TiO2nanocrystal embedded ordered mesoporous carbons as anode materials for lithium-ion batteries with highly reversible capacity and rate performance

Abstract

The ordered mesoporous carbon/TiO₂ (OMCT) nanocomposites with TiO₂ nanocrystals embedded within ordered mesoporous carbon (OMC) were prepared by a simple solvothermal method. The effect of TiO₂ nanoparticle incorporation in OMC matrix on the mesoporous structure, pore size, pore volume, surface area and microstructure of OMCT composites was investigated using X-ray diffraction, N₂ adsorption–desorption and Brunauer–Emmett–Teller method, scanning electron microscopy and transmission electron microscopy. The electrochemical lithium storage capacities of OMCT composites with different incorporated TiO₂ nanoparticles are comparatively investigated using cyclic voltammetry and galvanostatic charge–discharge techniques.
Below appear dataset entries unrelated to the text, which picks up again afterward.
PR #44, opened 2015-03-28
Storage url

cyx:
- Add concept of storage backend
- Storage backend defined in `STORAGE_BASE_URL` and resolved together with the request URI of the current request (with `/streams/` stripped out)
- Refactor `sub` handler a lot


broker/redis.go
```diff
@@ -73,10 +73,6 @@ func (c channel) wildcardId() string {
 	return string(c) + "*"
 }
 
-func (c channel) uuid() util.UUID {
-	return util.UUID(c)
-}
-
 func (c channel) doneId() string {
 	return string(c) + "done"
```
tt: This leaves a situation where you could use a channel ID with a "done" suffix and get into trouble...

broker/redis_test.go
```diff
@@ -15,12 +15,12 @@ func Test(t *testing.T) { TestingT(t) }
 
 type RegistrarSuite struct {
 	registrar Registrar
-	uuid      u.UUID
+	uuid      string
```
tt: `channel`?

server/keepalivereader.go
```diff
@@ -14,6 +14,7 @@ type payload struct {
 }
 
 type keepAliveReader struct {
+	rd       io.Reader
```
tt: `r`

broker/redis.go
cyx: The old null byte to the rescue then as separator? Good catch

server/keepalivereader.go
cyx: Lol :)

server/middleware.go
```diff
@@ -90,6 +97,83 @@ func offset(r *http.Request) (n int) {
...
+	return int64(n)
+}
+
+// Given URL:
+//   http://build-output.heroku.com/streams/1/2/3?foo=bar
+//
+// Returns:
+//   1/2/3?foo=bar
+func requestURI(r *http.Request) string {
+	return key(r) + "?" + r.URL.RawQuery
```
tt: This will append a question mark even if no query string is provided.

server/middleware.go
```diff
@@ -90,6 +97,83 @@ func offset(r *http.Request) (n int) {
...
+
+	rd, err := broker.NewReader(key(r))
+
+	// Not cached in the broker anymore, try the storage backend as a fallback.
+	if err == broker.ErrNotRegistered {
+		return storage.Get(requestURI(r), offset)
+	}
+
+	if offset > 0 {
+		if seeker, ok := rd.(io.Seeker); ok {
```
tt: Shouldn't this have an else block that will consume those first N bytes?

server/middleware.go
cyx: Yeah thought about the trailing question mark and does not really matter.
Can add an if though :)

server/middleware.go
cyx: For the specific readers in question the assumption is that it should
already be pre- seeked via the range header.

server/server_test.go
```diff
@@ -20,6 +19,7 @@ type HttpServerSuite struct{}
 
 var _ = Suite(&HttpServerSuite{})
 var sf = fmt.Sprintf
+var baseURL = *util.StorageBaseUrl
```
tt: `StorageBaseURL`

storage/blob.go
```diff
@@ -0,0 +1,182 @@
...
+	client := &http.Client{Transport: transport}
+
+	res, err := client.Do(req)
+	if err == nil {
+		switch {
+		case res.StatusCode == 416:
+			err = ErrRange
+		case res.StatusCode >= 500:
+			err = Err5xx
+		case res.StatusCode >= 400:
```
tt: Why group these together? Can we create a type for those we expect and leave everything else?

server/keepalivereader.go
tt: It's idiomatic Go. It's never `rd` in official packages.

storage/blob.go
cyx: 416: user facing
4xx: chan not registered
5xx: retryable

Mostly those scenarios demand inspection when the error happens.

Making an err type increases complexity a lot with type assertions -- tried
it

server/keepalivereader.go
cyx: Rd in stdlib sometimes just not public stuff im meh :)

storage/blob.go
tt: The point is that the range of client errors cover very different scenarios. A bad request means we have to change our client whereas a not found is normal operation. I'd rather handle the ones we care about and let everything else bubble up.

broker/redis.go
ojacobson: we only expect a-zA-Z0-9, dashes, and slashes in the URLs, right?

tt: A prefix/suffix for both channels is probably the best solution.

PR #47, opened 2015-04-29
Delay expiration of streams that are not producing

cyx:
To reproduce:

- You need to have a build which produces output in long
  increments (e.g. every 5 minutes)
- What happens: the channel will show up as `Channel not registered`.


tt:
Looks good to me.

PR #49, opened 2015-05-07
Initial stab at busltee

cyx:


cmd/busltee/main.go
```diff
@@ -0,0 +1,97 @@
+package main
+
+import (
+	"errors"
+	"flag"
```
tt: Can we use https://github.com/ogier/pflag or something else that will give us standard option parsing?

cmd/busltee/main.go
```diff
@@ -0,0 +1,97 @@
...
+		if status, ok := exit.Sys().(syscall.WaitStatus); ok {
+			return status.ExitStatus()
+		}
+	}
+
+	return 0
+}
+
+func main() {
+	url := flag.String("url", "", "busl url")
```
tt: Make this a positional argument instead; the flags are optional, but this is required.

cmd/busltee/main.go
```diff
@@ -0,0 +1,97 @@
...
+	insecure := flag.Bool("insecure", false, "allows insecure SSL connections")
```
tt: `-k` shorthand with proper option parsing?

cmd/busltee/main.go
```diff
@@ -0,0 +1,97 @@
...
+	"io"
+	"io/ioutil"
+	"os"
+	"os/exec"
+	"os/signal"
+	"syscall"
+)
+
+// TODO: Use net/http when this issue has been fixed:
+// @see https://github.com/golang/go/issues/6574
```
tt: Have you been able to reproduce this?

cyx: Yes that was hours of misery

cmd/busltee/main.go
cyx: We don't require them for codon. You can use busltee without a URL

cmd/busltee/main.go
tt: Ha ha; can we override the transport? I feel shelling out has been part of our problems earlier.

cmd/busltee/main.go
tt: Why should you be able to do that?

cmd/busltee/main.go
```diff
@@ -0,0 +1,99 @@
...
+import (
+	"errors"
+	"io"
+	"io/ioutil"
+	"os"
+	"os/exec"
+	"os/signal"
+	"syscall"
+
+	flag "github.com/heroku/busl/Godeps/_workspace/src/github.com/ogier/pflag"
```
tt: Can you `godep -r` so we use the local path? This will make it work with `go get` even when the library changes.

cmd/busltee/main.go
```diff
@@ -0,0 +1,99 @@
...
+		args = append(args, "-k")
+	}
+
+	cmd := exec.Command("curl", args...)
+	cmd.Stdin = stdin
+
+	return cmd.Run()
+}
+
+func run(args []string, writer io.WriteCloser) error {
```
tt: Can we take both `stdout` and `stderr` even though they are the same writer?

cmd/busltee/main.go
```diff
@@ -0,0 +1,99 @@
...
+
+	// Wait for http request to complete
+	<-uploaded
+
+	if err != nil {
+		os.Exit(exitStatus(err))
+	}
+}
+
+var usage = "Usage: busltee <url> [-k|--insecure] [--connect-timeout N] -- <command>"
```
tt: This is constant.

cmd/busltee/main.go
```diff
@@ -0,0 +1,99 @@
...
+
+	return 0
+}
+
+func main() {
+	insecure := flag.BoolP("insecure", "k", false, "allows insecure SSL connections")
+	timeout := flag.String("connect-timeout", "5", "max number of seconds to connect to busl URL")
+
+	if flag.Parse(); len(flag.Args()) < 2 {
+		println(usage)
```
tt: `println` is not encouraged.

cmd/busltee/main.go
tt: Also, should the be `io.Closer`? Do we want them closed?

cmd/busltee/main.go
cyx: I only do godep -r. Are you sure godep -r is what you want?

cmd/busltee/main.go
cyx: done (re: separating)

- io.Closer -- the method is the ideal place to do a deferred io.Close on the writer, and moving the call to the close will add more indirection.

cmd/busltee/main.go
tt: Ignore me.

cyx:
Woot! https://github.com/golang/go/commit/e5febf957f5be9d3325c2d851bff6ec7c55e4662

cyx:
@tt @ojacobson any last minute comments? So far so good, been baking solid in prod.

tt:
Considering it's in production, it should probably be merged, but I have one minor comment.

I'd like `ParseFlags` to live in the main package; I think it has a strong relationship with the binary, so I don't want to treat it as reusable.

busltee/runner.go
```diff
@@ -0,0 +1,155 @@
...
+)
+
+func Run(url string, args []string, conf *config) (exitCode int) {
+	defer monitor("busltee.busltee", time.Now())
+
+	reader, writer := io.Pipe()
+	done := post(url, reader, conf)
+
+	if err := run(args, writer, writer); err != nil {
+		log.Printf("count#busltee.Run.error=1 error=%v", err.Error())
```
tt: Can we make this `count#busltee.exec.error` for similarity with other metrics? Also, we have some of these tracked already; what are they?

cyx: Just user errors mostly, or compile errors in most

It is suggested that the OMCT composites as anode materials for lithium ion batteries display a greatly improved electrochemical performance with high reversible capacity, coulombic efficiency, rate capability and cycling performance. As an anode electrode for Li-ion battery, OMCT₁₅ composite with an incorporated TiO₂ nanocrystal content possesses a high reversible capacity of 540.9 mA h g⁻¹ even up to 60 cycles at a high current density of 100 mA g⁻¹, with a stable coulombic efficiency of 98% and good rate capability. Especially at the current density of 1600 mA g⁻¹ after 50 cycles, the reversible capacity of the OMCT₁₅ remains at a value of 260 mA h g⁻¹, 5 times that of the OMC (48.9 mA h g⁻¹) and 21 times that of the pure TiO₂ (12.4 mA h g⁻¹) electrodes, respectively. The improved electrochemical lithium storage performance of high reversible capacity, coulombic efficiency, rate performance and cycling ability can be mainly attributed to the synergic effects between the TiO₂ nanoparticles and the three dimensional OMC matrices.